Google has released a new technical paper and reference implementation for organizations looking for help in extracting value from the voluminous log data generated by their cloud applications and services.
Such log data can give companies valuable insights into not just how their applications might be performing but also how customers are interacting with them, Google Solutions Architect Sandeep Parikh said in a Nov. 24 blog post.
But the massive size of the data sets involved and the growing complexity of the data make it hard for business to process and extract value from log data, Parikh said.
“As deployments grow more complex, gleaning insights from this data becomes more challenging,” he said. For one thing, logs come from multiple sources, making them hard to collate and query. Building an infrastructure to collect, collate and analyze log data in massive volumes can be also be hard and requires expertise in running large storage systems and distributed servers.
The goal in releasing the technical paper is to give organizations an idea of how they can leverage Google Cloud Platform services and Google Cloud Dataflow to process logs, Parikh wrote.
Cloud Dataflow is a managed service that Google launched last year to help companies analyze massive data sets in real-time streaming mode as well as in batch-processing mode. It can be used to read and process log data from Google Cloud Storage and other sources and to extract and transform metadata, he said. Data from Cloud Dataflow can be sent to Google’s BigQuery analytics engine where it can be reviewed and analyzed, he said.

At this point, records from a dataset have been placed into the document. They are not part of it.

PR #6765, opened 2026-04-30
feat(tinacms): pass branch on all TinaMediaStore cloud calls

### LINKED ISSUE #6503: CMS Client — Pass Branch on All Media Calls
## Background

**`TinaMediaStore`** (`packages/tinacms/src/toolkit/core/media-store.default.ts`): the default cloud media store used by the TinaCMS editor. It exposes `persist()` (upload), `list()`, and `delete()` methods that call the TinaCloud assets-api via HTTP.

**Branch encoding:** `TinaMediaStore` stores the current branch as `this.api.branch`, which is already URL-encoded via `encodeURIComponent(branchName)` (set in `setBranch()` in `internalClient/index.ts`). When appending it to a query parameter, decode it first with `decodeURIComponent` and re-encode with `encodeURIComponent` to avoid double-encoding (e.g. `feat%2Fmy-branch` → `feat/my-branch` → `feat%2Fmy-branch` remains correct, but naively appending the pre-encoded string to a URL that also encodes query params would produce `feat%252Fmy-branch`).

**`MediaManager`**: the TinaCMS class that coordinates UI interactions with the media store. The `rename` stub is reserved on the `MediaStore` interface but `MediaManager` does not need to be updated in this issue — no rename UI or routing is added.

## Pain

The TinaCMS media store (`TinaMediaStore`) always calls the assets-api without identifying which branch the editor is on. Even after the assets-api is fully branch-aware, the client continues sending branch-agnostic requests — uploads go to production, listings read from production, deletions hit production. The branch context is already available on the client (`this.api.branch`) but is never forwarded.

## Description

Add `?branch=` to all three cloud media API calls in `TinaMediaStore`. The branch is already stored as `encodeURIComponent(branchName)` on the client (set in `setBranch()`, `internalClient/index.ts:167`). Decode then re-encode when constructing the query param to avoid double-encoding.

**`persist_cloud()`:** append `?branch={encodedBranch}` to the upload URL.

**`list()`:** append `?branch={encodedBranch}` to the list URL.

**`delete()`:** append `?branch={encodedBranch}` to the delete URL.

**`MediaStore` interface extension (`media.ts`):** add an optional `rename?` hook stub — `rename?(from: string, to: string): Promise<Media>` — as a reserved extension point. No implementation is added to `TinaMediaStore` or `MediaManager` in this issue. When the assets-api rename endpoint is built, the implementation goes in `TinaMediaStore.rename()` calling `POST ${this.url}/rename` with `{ from, to, branch }`.

**Local mode:** no changes. `persist_local()`, `list()` for local, and `delete()` for local all use different URL patterns and are unaffected.

**Backward compatibility:** the `?branch=` parameter is ignored by assets-api versions that don't parse it, so this change is safe to deploy before the assets-api is updated.

## Affected Files

**TinaCMS:**
- `packages/tinacms/src/toolkit/core/media-store.default.ts` — add `?branch=` to `persist_cloud()`, `list()`, `delete()`
- `packages/tinacms/src/toolkit/core/media.ts` — add optional `rename?` stub to `MediaStore` interface

## Acceptance Criteria

- [ ] `persist_cloud()` includes `?branch={encodedBranch}` in the upload URL
- [ ] `list()` includes `?branch={encodedBranch}` in the list URL
- [ ] `delete()` includes `?branch={encodedBranch}` in the delete URL
- [ ] Branch names with special characters (e.g. `/`) are correctly encoded
- [ ] Local mode methods are not affected
- [ ] `MediaStore` interface has optional `rename?(from, to): Promise<Media>` stub
- [ ] When on main branch, assets-api receives the main branch name; the server's `isBranchRequest()` helper treats it as a production request (unchanged behaviour) because `branch === app.mediaBranch`

## Depends On

- [Assets-API Events and Routes](https://github.com/tinacms/tinacloud/issues/3330)

kulesy:
## Summary

Closes #6503.

This PR makes media operations branch-aware end-to-end:

1. **Forward the branch on every cloud media call.** `TinaMediaStore`'s `upload_url`, `list`, and `delete` requests now carry `?branch=<encodedBranch>`, so once an app opts into branch-aware media those operations are scoped to the editor's current branch instead of always hitting production.
2. **Fix staging URL handling for multi-segment branches.** `@tinacms/graphql`'s media URL resolver now formats staging URLs as `/__staging/<branch>/__file/<path>` instead of `/__staging/<encoded-branch>/<path>`. The previous form broke for branches containing `/` (e.g. `feat/my-branch`) because CloudFront decodes paths before downstream components see them — the S3 write key (with a literal `%2F`) wouldn't match the decoded read path. The `__file` delimiter lets the branch contribute its natural `/` segments while still marking where the file path begins.
3. **Refresh from the server after upload.** The media manager now drops its locally-constructed entries and re-fetches the list, since the server is the source of truth for the canonical `src` URL (including the staging-branch path when applicable). Constructing it on the client would mean mirroring the server's branch-aware path logic plus the per-stage CDN host, which is fragile to keep in sync.

### Branch-forwarding details

- `persist_cloud()` — appends `?branch=<encodedBranch>` to the `upload_url` request, then returns `[]` so the media manager's refresh path runs (see point 3 above)
- `list()` cloud branch — appends `&branch=<encodedBranch>` to the list URL
- `delete()` cloud branch — appends `?branch=<encodedBranch>` to the delete URL

`this.api.branch` is already URL-encoded by [`Client.setBranch()`](https://github.com/tinacms/tinacms/blob/main/packages/tinacms/src/internalClient/index.ts#L167). A new private `encodedBranchParam()` helper decodes then re-encodes at the use site so the value is always single-encoded, even if the URL containing it is later re-processed.

The local-mode code paths (`persist_local`, the local-mode list branch, the local-mode delete branch) are untouched.

Also reserves an optional `rename?(from: string, to: string): Promise<Media>` hook on the `MediaStore` interface as a future extension point — no implementation in `TinaMediaStore`, no surfacing in `MediaManager`.

## Backward compatibility

Older assets-api versions ignore unknown query parameters, so this can ship before [tinacms/tinacloud#3330](https://github.com/tinacms/tinacloud/issues/3330) lands. When the flag isn't enabled on an app, the server's [`isBranchRequest()`](https://github.com/tinacms/tinacloud/blob/main/js/assets-api/src/api/koa-admin.ts#L16) helper falls through to production behaviour — and that fall-through is regression-tested for all three endpoints by [tinacms/tinacloud#3472](https://github.com/tinacms/tinacloud/pull/3472).

## Test plan

- [x] `pnpm --filter tinacms build` — clean
- [x] `pnpm --filter tinacms test` — 321 passed, 5 skipped (no regressions)
- [x] Manual diff inspection: each of the three cloud URLs now ends with `?branch=…` or `&branch=…` exactly once; local-mode branches are untouched
- [x] Encoding round-trip: `feat/my-branch` (stored as `feat%2Fmy-branch`) decodes to `feat/my-branch` and re-encodes back to `feat%2Fmy-branch`


18-th (dismissed):
LGTM

18-th (approved):
LGTM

Similarly, enterprises can use Google’s Cloud Logging service to collect logs from cloud services and applications and store the data in Cloud Storage from where it can be accessed by Data Flow and other services.

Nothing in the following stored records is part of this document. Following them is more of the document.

PR #6768, opened 2026-05-01
fix(@tinacms/graphql): await async writes in OutputBridge to fix flaky snapshot tests

kulesy:
## Summary

Fixes the flaky `tests/is-title` snapshot test (and the same latent bug in `tests/is-body`) seen in CI runs like [actions/runs/25143506962](https://github.com/tinacms/tinacms/actions/runs/25143506962/job/73698320188?pr=6763).

- **Root cause:** `OutputBridge.put()` in `tests/util.ts` called `super.put()` (a `fs.outputFile` wrapper) without `await`, leaving the disk write fire-and-forget. The subsequent `toMatchFileSnapshot('out.md')` could read the file before the write finished — most likely to flake on macOS CI under load.
- Added `await` to `super.put()` in `OutputBridge` (the actual fix).
- Also added `await` to all 63 `toMatchFileSnapshot` calls across the test suite. Vitest 2.x auto-awaits them at test end, but without explicit `await` there are no ordering guarantees, and Vitest 3 will reject un-awaited assertions outright.

## Test plan

- [x] `pnpm vitest run tests/is-title tests/is-body` passes
- [x] Full `pnpm vitest run tests/` passes (31 files, 99 tests)
- [ ] Re-run the previously flaky CI job to confirm


JackDevAU:
@copilot resolve the merge conflicts in this pull request

JackDevAU (approved):
:shipit:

The technical paper offers a scenario in which businesses can use such services to configure applications and services, collect and capture log files, store log data, process and extract it, and derive persistent insights from the data.

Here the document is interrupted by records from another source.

PR #6771, opened 2026-05-04
feat(@tinacms/astro): vanilla-JS visual editing bridge for non-React frontends

### LINKED ISSUE #6774: 🤖 Visual editing for Astro + framework-agnostic bridge
## User story

> **As an** Astro developer using TinaCMS,
> **I want** to use TinaCMS's visual editing (click-to-focus, live preview as I type) on my Astro pages
> **without shipping React in the page tree,**
> **so that** I keep Astro's "ship as little JS as possible" guarantee while still getting full editing UX for content teams.

> **As a** TinaCMS maintainer,
> **I want** the editing protocol to be framework-agnostic
> **so that** future integrations (Hugo, Eleventy, plain HTML, anything else) reuse the same bridge instead of each rebuilding the postMessage / form-payload / refresh pipeline from scratch.

---

## Background

Visual editing has always required React. The existing flow runs through `useTina()` — a React hook that subscribes to admin postMessages and re-renders the page tree. For Astro this meant either accepting a React bundle on every editable page, or accepting that the CMS lived in a separate admin tab with no live preview.

This is the most-requested gap from the Astro community. Astro users consistently chose other CMSes when their alternative was "ship React for editing." Closing it unlocks Astro as a first-class TinaCMS target.

---

### 1. New package: `@tinacms/bridge`
- Vanilla TypeScript, ESM, zero runtime dependencies
- Speaks the existing TinaCMS admin postMessage protocol unchanged (`open` / `close` / `updateData` / `field:selected` / `quick-edit` / `isEditMode` / `quickEditEnabled`)
- ~2 KB gzipped, self-bails when `window.parent === window` (cheap dead code in production)
- Submodules: edit-mode handshake, form registration with retry, data store, click-to-focus, per-island refresh
- Subpath exports: `@tinacms/bridge`, `@tinacms/bridge/tina-field`, `@tinacms/bridge/preview`

### 2. Extracted helper: `tinacms/tina-field`
- Move `tinaField()` out of the React-coupled `tinacms/dist/react` to its own subpath
- Existing `tinacms/dist/react` keeps re-exporting → no breaking change
- Lets non-React frontends import the helper without pulling React (and Plate, dnd-kit, etc.) into their bundle

### 3. Reference example: `examples/astro/visual-editing/`
- Mirrors `examples/astro/kitchen-sink/` field-for-field — same six collections (Tag, Author, Global, Post, Blog, Page), same shared content via `localContentPath`, same eight routes
- Pure Astro components, no `client:*` directives in production
- Production parity with kitchen-sink visually; zero bridge JS shipped to non-admin visitors

### 4. Stateless overlay protocol
- POST + JSON body via `Content-Type: application/x-tina-preview+json`
- Works against any GraphQL backend — self-hosted Tina, TinaCloud, anything that exposes `client.queries.X()`

### 5. Documentation
- README in the example app with architecture diagram, integration play-by-play, hosting matrix, "adding a new editable region" walkthrough, "adding a custom MDX component" walkthrough, side-by-side feature table vs `astro/kitchen-sink`
- Blog post draft for tina.io (`_docs/blog-draft-astro-visual-editing.md`)

---

## Out of scope (follow-up PBIs)

| # | Follow-up | Notes |
|---|-----------|-------|
| 1 | **Alternative framework bridge** | Uses same protocol to enable another popular framework |
| 2 | **Standalone `@tinacms/rich-text-astro` package** | Extract the in-example rich-text renderer once the API stabilises. |
| 3 | **TinaCloud overlay channel** | Shouldn't be needed — the stateless POST protocol works against any backend. Open if/when CDN-cached production previews become a use case. |
| 4 | **Astro view transitions** | Use Astro 5's built-in view transitions for swap polish on island refresh. Nice-to-have. |
| 5 | **Eleventy / plain-HTML adapter** | The contract is framework-free; just needs an integration guide and a sample. Demand-driven. |
| 6 | **Per-island scope tracking** | Currently every island refetches on any updateData. Could route updateData by id and refetch only matching islands. Optimization, not correctness. |

---

### Bridge package
- [x] `pnpm test --filter=@tinacms/bridge` passes (18 tests covering UTF-8, large payloads, multi-form, malformed input, content-type matching, full bridge→server round-trip)
- [x] Bridge bundle ≤ 3 KB gzipped (currently ~2 KB)
- [x] Bridge has zero runtime dependencies (verified via `package.json`)
- [x] Bridge is a no-op outside iframes (`window.parent === window` check before any postMessage)
- [x] `@tinacms/bridge/preview` is consumable from Node, Bun, Cloudflare Workers (uses standard Web `Request` / `Response` only — no `Buffer`, `fs`, or other Node APIs)

### `tinacms/tina-field` extraction
- [x] `pnpm test --filter=tinacms` passes (321 tests)
- [x] `tinacms/dist/react` continues to re-export `tinaField` (no breaking change)
- [x] New subpath export `tinacms/tina-field` resolves to a standalone module with no React imports

### Astro example
- [x] All eight routes return 200 (`/`, `/:slug`, `/posts/`, `/posts/:slug`, `/blog/`, `/blog/:filename`, `/authors/`, `/authors/:filename`)
- [x] All six collections list in admin sidebar
- [x] Edit a hero headline → block re-renders within ~300ms (per-island scoped, verified in Network tab)
- [x] Click a marked element → admin sidebar focuses the matching form field
- [x] POST overlay round-trips UTF-8 (em-dashes, smart quotes, emoji) without 431 / encoding errors
- [x] `pnpm build:local` succeeds; production HTML ships ~2 KB gzipped of bridge JS, no other runtime
- [x] Adding a new editable region requires editing exactly one file (`src/lib/islands.ts`)
- [x] Custom MDX components (BlockQuote, NewsletterSignup, DateTime) render via Astro renderer when content uses MDX-template syntax

### Code quality
- [x] `pnpm format` (root) passes — no parse errors, no formatting drift
- [x] `pnpm biome check` passes for the bridge package and the example
- [x] Bridge submodules have file-level docstrings explaining why they exist + which React behaviour they mirror
- [x] No regressions: `astro/kitchen-sink`, `next/kitchen-sink`, `react/kitchen-sink` untouched and still passing

### Documentation
- [x] Example README documents architecture, marker contract, stateless overlay, hosting requirements, migration path
- [x] Changeset entry (minor bump on both `@tinacms/bridge` and `tinacms`) covers what shipped + the audience framing
- [ ] Update astro template to enable visual editing
- [ ] Blog post draft ready for tina.io
- [ ] Docs updated on tina.io/docs
- [ ] Discord / Twitter announcement
- [ ] Walkthrough recorded for the TinaCMS YouTube channel

---

## Risks & mitigations

| Risk | Likelihood | Impact | Mitigation |
|------|------------|--------|------------|
| Astro's hoisted-script bundling silently drops conditional `<script>` tags in prod build | Realised during dev | High (bridge wouldn't load) | Switched to always-load + runtime iframe check (~2 KB cost). Documented in Base.astro comment. |
| HTTP header size cap (431) when overlay carries large rich-text body | Realised during dev | High (live update broken for posts) | Switched transport from header to POST body. Tests cover >40 KB payloads. |
| Latin-1 header restriction trips UTF-8 content | Realised during dev | High (live update broken for any em-dash) | Same fix as above (POST body round-trips UTF-8 natively). |
| Admin's form-builder needs `... on Document { _sys, id }` selection to attach `_tina_metadata` | Realised during dev | Medium (click-to-focus broken) | Hand-rolled queries replaced with the auto-generated query string verbatim, extracted from `tina/__generated__/queries.gql` at build time. |
| GraphQL rejects unused fragments → admin error modal on form expand | Realised during dev | Medium (admin unusable) | Walk fragment dependencies starting from the query body and emit only transitively-referenced fragments. |
| Hand-authored `<Component>` syntax in markdown bodies parses as `html` (not `mdxJsxFlowElement`) | Known limitation | Low (cosmetic — same as React renderer) | Documented in README + changeset. Content authored via the Tina editor inserts proper template references. |
| Other framework integrations diverge from the protocol over time | Open | Medium (fragments the contract) | `@tinacms/bridge/preview` and the postMessage shape are the contract; future integrations should share these and add per-framework shims only on top. |

wicksipedia:
Closes the "you have to ship React for editing" gap that's been keeping Astro users off TinaCMS. Three packages land together: a framework-agnostic bridge, an Astro integration that wraps it, and a reference example.

## Why

Visual editing has always required React via `useTina()` - the hook subscribes to admin postMessages and re-renders the page tree. For Astro that meant either accepting a React bundle on every editable page or accepting that the CMS lived in a separate admin tab with no live preview. Astro grew because authors care about runtime cost; asking them to ship React is exactly the tradeoff they picked Astro to avoid.

This is the most-requested gap from the Astro community. Closing it unlocks Astro as a first-class TinaCMS target and gives every future framework integration (Hugo, Eleventy, plain HTML) a shared protocol to build against instead of each one rebuilding the postMessage / form-payload / refresh pipeline from scratch.

## What's shipping

**`@tinacms/bridge`** 

- ~2 KB gzipped, zero-dep ESM that speaks the existing admin postMessage protocol.
- Bails when not in an iframe so production visitors pay nothing.
- Protocol is **stateless** -  admin pushes already-resolved data to the bridge, bridge POSTs it to a per-island refresh endpoint, the endpoint re-renders the matching component with the unsaved overlay, the bridge swaps the HTML in place.

**`@tinacms/astro`**

- Default export: an Astro `TinaMarkdown` with the same `content`/`components` contract as the React version, emitting pure HTML
- `/bridge`, `/tina-field`, `/preview` re-export `@tinacms/bridge` so Astro consumers install one package
- `/types` + `/sanitize` for renderer types and URL safety helpers
- Ships `.astro` source uncompiled — the consumer's Astro pipeline compiles it. `@tinacms/bridge` stays publishable on its own for non-Astro adopters.

**`tinacms/tina-field`**

— the existing helper, now exported as a standalone subpath so non-React frontends can import it without pulling React, Plate, dnd-kit, etc. into their bundle.
- `tinacms/dist/react` keeps re-exporting it; no breaking change.

**`examples/astro/visual-editing`**

— reference example mirroring `examples/astro/kitchen-sink` but rendered with pure Astro components.
- Includes a single dynamic island endpoint backed by a registry, a `withOverlay()` helper that shares the load path between production and in-editor, and recipes for adding a new editable region or a custom MDX component.


joshbermanssw:
init() doesn't survive Astro view transitions — please expose a per-navigation re-scan

  Trying this out on a ClientRouter-enabled Astro site (the Astro view-transitions integration). When the admin iframe navigates between pages — e.g. /admin/index.html#/~/ →
  /admin/index.html#/~/about — the new page's <script type="application/tina+json"> payload is swapped into the DOM, but the admin sidebar never updates: it keeps showing the form
  for the previous doc.

  Root cause is in packages/@tinacms/bridge/src/index.ts:

  let initialized = false;
  function init(options = {}) {
    if (initialized) return;
    initialized = true;
    …
  }

  initForms runs once and captures payloads in closure, so subsequent navigations have no way to make the bridge re-read the new <script type="application/tina+json"> blocks.
  Calling init() a second time on astro:page-load is a no-op, and removing the guard would double-bind the click listener, double-subscribe to the data store, and start racing
  announce() loops.

  Workaround for now is to drop ClientRouter from the layout and accept full reloads inside the iframe, but view transitions are a first-class Astro feature people will expect to
  keep using on the public site.

  Suggested API: a separate exported refreshForms() (or setActiveForms()) that:

  1. Re-queries script[type="application/tina+json"]
  2. Diffs against the last active set, posts close for forms that disappeared and open for forms that appeared
  3. Re-seeds the store with the new payload data

  Caller wiring would be:

  import { init, refreshForms } from '@tinacms/astro/bridge';
  init();
  document.addEventListener('astro:page-load', refreshForms);

  This keeps init()'s one-time global listeners (click capture, store subscription, message handlers) untouched and only re-runs the form-scan/open-close cycle, which is the part
  that's actually per-page.

JackDevAU (dismissed):
:shipit:

JackDevAU (approved):
:shipit:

The paper provides an example of a shopping app used by an online retailer that lets users browse for particular products online and then to locate them at local brick-and-mortar stores. It walks administrators through how to configure the environment to collect log data generated by the app, aggregate it, load it into BigQuery and to query the data.
The paper also details the process of reconfiguring Cloud Logging in such a manner as to stream data into Dataflow and process logs in near-real time.
Analyzing logs at scale has become an increasingly important task for organizations. The proliferation of cloud services, mobile devices and the growing interconnectedness of enterprise networks have caused a data deluge at many companies.
Many vendors—including Splunk, Amazon, Loggr, Loggly and PaperTrail—have surfaced in recent years offering a range of log management services designed to help companies deal with the problem.